*EXERCISE GOAL:*
The entries are to be written out again with no differences.

*DATA RECORDS:*
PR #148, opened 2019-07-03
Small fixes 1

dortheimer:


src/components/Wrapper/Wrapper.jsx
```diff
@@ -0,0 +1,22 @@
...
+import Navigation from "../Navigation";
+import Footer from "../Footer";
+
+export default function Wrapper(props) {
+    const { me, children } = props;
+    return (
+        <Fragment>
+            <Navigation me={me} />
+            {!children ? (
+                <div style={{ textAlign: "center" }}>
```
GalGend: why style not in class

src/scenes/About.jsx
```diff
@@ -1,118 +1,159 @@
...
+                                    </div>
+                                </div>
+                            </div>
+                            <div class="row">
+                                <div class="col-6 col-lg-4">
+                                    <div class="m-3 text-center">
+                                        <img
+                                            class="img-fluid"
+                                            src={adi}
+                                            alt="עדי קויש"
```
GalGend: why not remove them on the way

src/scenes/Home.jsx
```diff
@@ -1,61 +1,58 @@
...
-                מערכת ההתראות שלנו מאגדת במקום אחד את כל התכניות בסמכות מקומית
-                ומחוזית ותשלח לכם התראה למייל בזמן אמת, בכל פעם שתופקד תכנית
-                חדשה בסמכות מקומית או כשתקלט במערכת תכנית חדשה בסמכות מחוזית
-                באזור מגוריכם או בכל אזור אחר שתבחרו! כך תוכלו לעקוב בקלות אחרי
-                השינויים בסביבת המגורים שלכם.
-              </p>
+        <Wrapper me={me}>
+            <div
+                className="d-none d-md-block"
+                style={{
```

*ANSWER TO THIS EXERCISE:*
PR #148, opened 2019-07-03
Small fixes 1

dortheimer:


src/components/Wrapper/Wrapper.jsx
```diff
@@ -0,0 +1,22 @@
...
+import Navigation from "../Navigation";
+import Footer from "../Footer";
+
+export default function Wrapper(props) {
+    const { me, children } = props;
+    return (
+        <Fragment>
+            <Navigation me={me} />
+            {!children ? (
+                <div style={{ textAlign: "center" }}>
```
GalGend: why style not in class

src/scenes/About.jsx
```diff
@@ -1,118 +1,159 @@
...
+                                    </div>
+                                </div>
+                            </div>
+                            <div class="row">
+                                <div class="col-6 col-lg-4">
+                                    <div class="m-3 text-center">
+                                        <img
+                                            class="img-fluid"
+                                            src={adi}
+                                            alt="עדי קויש"
```
GalGend: why not remove them on the way

src/scenes/Home.jsx
```diff
@@ -1,61 +1,58 @@
...
-                מערכת ההתראות שלנו מאגדת במקום אחד את כל התכניות בסמכות מקומית
-                ומחוזית ותשלח לכם התראה למייל בזמן אמת, בכל פעם שתופקד תכנית
-                חדשה בסמכות מקומית או כשתקלט במערכת תכנית חדשה בסמכות מחוזית
-                באזור מגוריכם או בכל אזור אחר שתבחרו! כך תוכלו לעקוב בקלות אחרי
-                השינויים בסביבת המגורים שלכם.
-              </p>
+        <Wrapper me={me}>
+            <div
+                className="d-none d-md-block"
+                style={{
```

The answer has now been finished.